• _WHAT TO PRODUCE_
All of the entries must appear again exactly as written.

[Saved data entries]

▬▬▬▬▬▬

PR #152, opened 2024-10-16
Random updates

cscherrer:
Just a placeholder for now, some of these changes could be rolled back or moved to MeasureTheory


oschulz:
Can we integrate this into #122 ?

oschulz:
> what's here is a side-effect of me working on some commercial code

Oh, ok - then let's get it in directly and I'll rebase #122.

PR #153, opened 2024-11-03
Add implicitly mapped measures and kernels

oschulz:
Also:

* Rename TransformVolCorr and subtypes (with backward compatibility).
* Improved pushforward measure implementation.
* Improve type stability of `logdensityof` for primitve, standard and combinator measures.


src/combinators/half.jl
```diff
@@ -19,6 +19,11 @@ function Base.rand(rng::AbstractRNG, ::Type{T}, μ::Half) where {T}
     return abs(rand(rng, T, unhalf(μ)))
 end
 
+function logdensityof(μ::Half, x)
+    ld = logdensityof(unhalf(μ), x) - loghalf
```
cscherrer, line 23: `loghalf` is undefined?

src/primitive.jl
```diff
@@ -19,6 +19,9 @@ basemeasure(μ::PrimitiveMeasure) = μ
 
 @inline basemeasure_depth(::PrimitiveMeasure) = static(0)
 
+@inline logdensityof(::PrimitiveMeasure, x::Real) = zero(float(typeof(x)))
+@inline logdensityof(::PrimitiveMeasure, x) = false
```
cscherrer, line 23: Do we need to convert this to a float? A little worried about type stability here

src/combinators/transformedmeasure.jl
```diff
@@ -29,13 +69,23 @@ export PushforwardMeasure
...
-struct PushforwardMeasure{F,I,M,VC<:TransformVolCorr} <: AbstractPushforward
+struct PushforwardMeasure{F,I,M,VC<:PushFwdStyle} <: AbstractPushforward
     f::F
     finv::I
     origin::M
     volcorr::VC
 end
 
+function PushforwardMeasure(f, finv, origin, volcorr)
+    PushforwardMeasure{Core.Typeof(f),Core.Typeof(finv)}(origin, volcorr)
```
cscherrer, line 80: Missing `f` and `finv` arguments here

src/combinators/half.jl
oschulz: `loghalf` is in `IrrationalConstants`.

src/combinators/spikemixture.jl
```diff
@@ -21,11 +21,17 @@ end
...
 
-@inline function logdensity_def(μ::SpikeMixture, x)
-    if iszero(x)
-        return log(μ.s)
-    else
-        return log(μ.w) + logdensity_def(μ.m, x)
+for func in [:logdensityof, :logdensity_def]
+    @eval @inline function $func(μ::SpikeMixture, x)
+        R1 = Core.Compiler.return_type(log, Tuple{typeof(μ.s)})
+        R2 = Core.Compiler.return_type(log, Tuple{typeof(μ.w)})
```
cscherrer, line 27: This seems a little complicated. If we changed it to
```julia
R1 = typeof(log(one(μ.s)))
R2 = typeof(log(one(μ.w)))
```
we could really less on type inference, and maybe constant propagation would still compile it away?

src/primitive.jl
oschulz: We might otherwise end up with an integer `0`. Which would be fine here, I guess, but in many other places we to need to do this so we can return either `zero(float(typeof(x)))` or `float(typeof(x))(-Inf)`. So I did it here as well for consistency. But it's absolutely type-stable.

src/combinators/transformedmeasure.jl
oschulz: But `f` and `finv` are function arguments?

src/combinators/half.jl
cscherrer: ahh ok, let's make the import explicit in the file so it's clearer

src/combinators/spikemixture.jl
oschulz: I don't trust constant propagation, esp. in combination with automatic differentiation. :-)

src/primitive.jl
cscherrer: Would static(0.0) have the same performance? If so that would be clearer to read

src/combinators/half.jl
oschulz: Done.

src/primitive.jl
oschulz: I tried `static(0.0)`. Unfortunately `(static(0.0) + Float32(1)) isa Float64` which throws a big wrench into future GPU-support plans (except for very expensive GPUs).

oschulz: I'm afraid we'll need to do less `static(floating_point_constant)` in the future, instead of more.

src/combinators/spikemixture.jl
cscherrer: Ok I've seen some issues with type inference (it's stateful and very hard to predict) but let's try this and come back if we see issues. I added a note

src/combinators/transformedmeasure.jl
cscherrer: I don't understand. When you call 
```julia
MyStruct{types}(args...)
```
`args` need to match the struct definition. Unless maybe this is forwarding to another constructor?

oschulz: Yes, it forwards to the default constructor. But the `Core.Typeof` is important, in case `f` is a ctor.

oschulz: In any case it passes tests :-)

src/primitive.jl
oschulz: Can I mark this resolved?

src/combinators/transformedmeasure.jl
oschulz: Fixed now.

oschulz:
Rebased PR, moved reformats into topical commit for better history, no change in total diff.

oschulz:
Require Julia v1.10 and added ChainRulesCore extension, so new rrules in this PR can go into the right place directly.

cscherrer (approved):

PR #155, opened 2024-11-09
[WIP] Move from implicitly mapped measures and kernels to data tagged as mapped

oschulz:


src/combinators/half.jl
```diff
@@ -19,8 +19,8 @@ function Base.rand(rng::AbstractRNG, ::Type{T}, μ::Half) where {T}
     return abs(rand(rng, T, unhalf(μ)))
 end
 
-function logdensityof(μ::Half, x)
-    ld = logdensityof(unhalf(μ), x) - loghalf
+function strict_logdensityof(μ::Half, x)
+    ld = strict_logdensityof(unhalf(μ), x) - loghalf
```
cscherrer, line 23: I need to have another look at this - should it just be `logdensity_def`?

If we need to merge before this is resolved, let's add a #TODO comment

oschulz: No, this is part of specializing logdensityof (https://github.com/JuliaMath/MeasureBase.jl/pull/153/commits/e24231465905534bafcd5f2c02a063a085cb7846) to avoid the multi-step `logdensity_def` machinery if users don't need `logdensity_rel` (until we revamp that machinery to make it more type-stable and Zygote-friendly).

PR #160, opened 2025-07-25
Extend Static/StaticArrays tooling and adapt PowerMeasure

oschulz:
This contains all changes for static tools that lived on the mt-15 branch - now updated, improved and with a lot of tests. I'll provide the basis for generating and handling static array variates and so on.

Slightly breaking, but we have accumulated a few breaking changes on main already.

### DIFF
--- a/src/MeasureBase.jl
+++ b/src/MeasureBase.jl
@@ -31,6 +31,7 @@ import ConstructionBase
 using ConstructionBase: constructorof
 using IntervalSets
 
+import StaticArrays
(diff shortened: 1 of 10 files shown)


oschulz:
The static tools have grown quite extensive and general, I'll probably pull them out into a separate package, part of this PR  may go away again soon.

oschulz:
Static tools will live in https://github.com/oschulz/StaticThings.jl, being registered now, will upate this PR when registration is complete.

▬▬▬▬▬▬

• _EXERCISE ANSWER_
PR #152, opened 2024-10-16
Random updates

cscherrer:
Just a placeholder for now, some of these changes could be rolled back or moved to MeasureTheory


oschulz:
Can we integrate this into #122 ?

oschulz:
> what's here is a side-effect of me working on some commercial code

Oh, ok - then let's get it in directly and I'll rebase #122.

PR #153, opened 2024-11-03
Add implicitly mapped measures and kernels

oschulz:
Also:

* Rename TransformVolCorr and subtypes (with backward compatibility).
* Improved pushforward measure implementation.
* Improve type stability of `logdensityof` for primitve, standard and combinator measures.


src/combinators/half.jl
```diff
@@ -19,6 +19,11 @@ function Base.rand(rng::AbstractRNG, ::Type{T}, μ::Half) where {T}
     return abs(rand(rng, T, unhalf(μ)))
 end
 
+function logdensityof(μ::Half, x)
+    ld = logdensityof(unhalf(μ), x) - loghalf
```
cscherrer, line 23: `loghalf` is undefined?

src/primitive.jl
```diff
@@ -19,6 +19,9 @@ basemeasure(μ::PrimitiveMeasure) = μ
 
 @inline basemeasure_depth(::PrimitiveMeasure) = static(0)
 
+@inline logdensityof(::PrimitiveMeasure, x::Real) = zero(float(typeof(x)))
+@inline logdensityof(::PrimitiveMeasure, x) = false
```
cscherrer, line 23: Do we need to convert this to a float? A little worried about type stability here

src/combinators/transformedmeasure.jl
```diff
@@ -29,13 +69,23 @@ export PushforwardMeasure
...
-struct PushforwardMeasure{F,I,M,VC<:TransformVolCorr} <: AbstractPushforward
+struct PushforwardMeasure{F,I,M,VC<:PushFwdStyle} <: AbstractPushforward
     f::F
     finv::I
     origin::M
     volcorr::VC
 end
 
+function PushforwardMeasure(f, finv, origin, volcorr)
+    PushforwardMeasure{Core.Typeof(f),Core.Typeof(finv)}(origin, volcorr)
```
cscherrer, line 80: Missing `f` and `finv` arguments here

src/combinators/half.jl
oschulz: `loghalf` is in `IrrationalConstants`.

src/combinators/spikemixture.jl
```diff
@@ -21,11 +21,17 @@ end
...
 
-@inline function logdensity_def(μ::SpikeMixture, x)
-    if iszero(x)
-        return log(μ.s)
-    else
-        return log(μ.w) + logdensity_def(μ.m, x)
+for func in [:logdensityof, :logdensity_def]
+    @eval @inline function $func(μ::SpikeMixture, x)
+        R1 = Core.Compiler.return_type(log, Tuple{typeof(μ.s)})
+        R2 = Core.Compiler.return_type(log, Tuple{typeof(μ.w)})
```
cscherrer, line 27: This seems a little complicated. If we changed it to
```julia
R1 = typeof(log(one(μ.s)))
R2 = typeof(log(one(μ.w)))
```
we could really less on type inference, and maybe constant propagation would still compile it away?

src/primitive.jl
oschulz: We might otherwise end up with an integer `0`. Which would be fine here, I guess, but in many other places we to need to do this so we can return either `zero(float(typeof(x)))` or `float(typeof(x))(-Inf)`. So I did it here as well for consistency. But it's absolutely type-stable.

src/combinators/transformedmeasure.jl
oschulz: But `f` and `finv` are function arguments?

src/combinators/half.jl
cscherrer: ahh ok, let's make the import explicit in the file so it's clearer

src/combinators/spikemixture.jl
oschulz: I don't trust constant propagation, esp. in combination with automatic differentiation. :-)

src/primitive.jl
cscherrer: Would static(0.0) have the same performance? If so that would be clearer to read

src/combinators/half.jl
oschulz: Done.

src/primitive.jl
oschulz: I tried `static(0.0)`. Unfortunately `(static(0.0) + Float32(1)) isa Float64` which throws a big wrench into future GPU-support plans (except for very expensive GPUs).

oschulz: I'm afraid we'll need to do less `static(floating_point_constant)` in the future, instead of more.

src/combinators/spikemixture.jl
cscherrer: Ok I've seen some issues with type inference (it's stateful and very hard to predict) but let's try this and come back if we see issues. I added a note

src/combinators/transformedmeasure.jl
cscherrer: I don't understand. When you call 
```julia
MyStruct{types}(args...)
```
`args` need to match the struct definition. Unless maybe this is forwarding to another constructor?

oschulz: Yes, it forwards to the default constructor. But the `Core.Typeof` is important, in case `f` is a ctor.

oschulz: In any case it passes tests :-)

src/primitive.jl
oschulz: Can I mark this resolved?

src/combinators/transformedmeasure.jl
oschulz: Fixed now.

oschulz:
Rebased PR, moved reformats into topical commit for better history, no change in total diff.

oschulz:
Require Julia v1.10 and added ChainRulesCore extension, so new rrules in this PR can go into the right place directly.

cscherrer (approved):

PR #155, opened 2024-11-09
[WIP] Move from implicitly mapped measures and kernels to data tagged as mapped

oschulz:


src/combinators/half.jl
```diff
@@ -19,8 +19,8 @@ function Base.rand(rng::AbstractRNG, ::Type{T}, μ::Half) where {T}
     return abs(rand(rng, T, unhalf(μ)))
 end
 
-function logdensityof(μ::Half, x)
-    ld = logdensityof(unhalf(μ), x) - loghalf
+function strict_logdensityof(μ::Half, x)
+    ld = strict_logdensityof(unhalf(μ), x) - loghalf
```
cscherrer, line 23: I need to have another look at this - should it just be `logdensity_def`?

If we need to merge before this is resolved, let's add a #TODO comment

oschulz: No, this is part of specializing logdensityof (https://github.com/JuliaMath/MeasureBase.jl/pull/153/commits/e24231465905534bafcd5f2c02a063a085cb7846) to avoid the multi-step `logdensity_def` machinery if users don't need `logdensity_rel` (until we revamp that machinery to make it more type-stable and Zygote-friendly).

PR #160, opened 2025-07-25
Extend Static/StaticArrays tooling and adapt PowerMeasure

oschulz:
This contains all changes for static tools that lived on the mt-15 branch - now updated, improved and with a lot of tests. I'll provide the basis for generating and handling static array variates and so on.

Slightly breaking, but we have accumulated a few breaking changes on main already.

### DIFF
--- a/src/MeasureBase.jl
+++ b/src/MeasureBase.jl
@@ -31,6 +31,7 @@ import ConstructionBase
 using ConstructionBase: constructorof
 using IntervalSets
 
+import StaticArrays
(diff shortened: 1 of 10 files shown)


oschulz:
The static tools have grown quite extensive and general, I'll probably pull them out into a separate package, part of this PR  may go away again soon.

oschulz:
Static tools will live in https://github.com/oschulz/StaticThings.jl, being registered now, will upate this PR when registration is complete.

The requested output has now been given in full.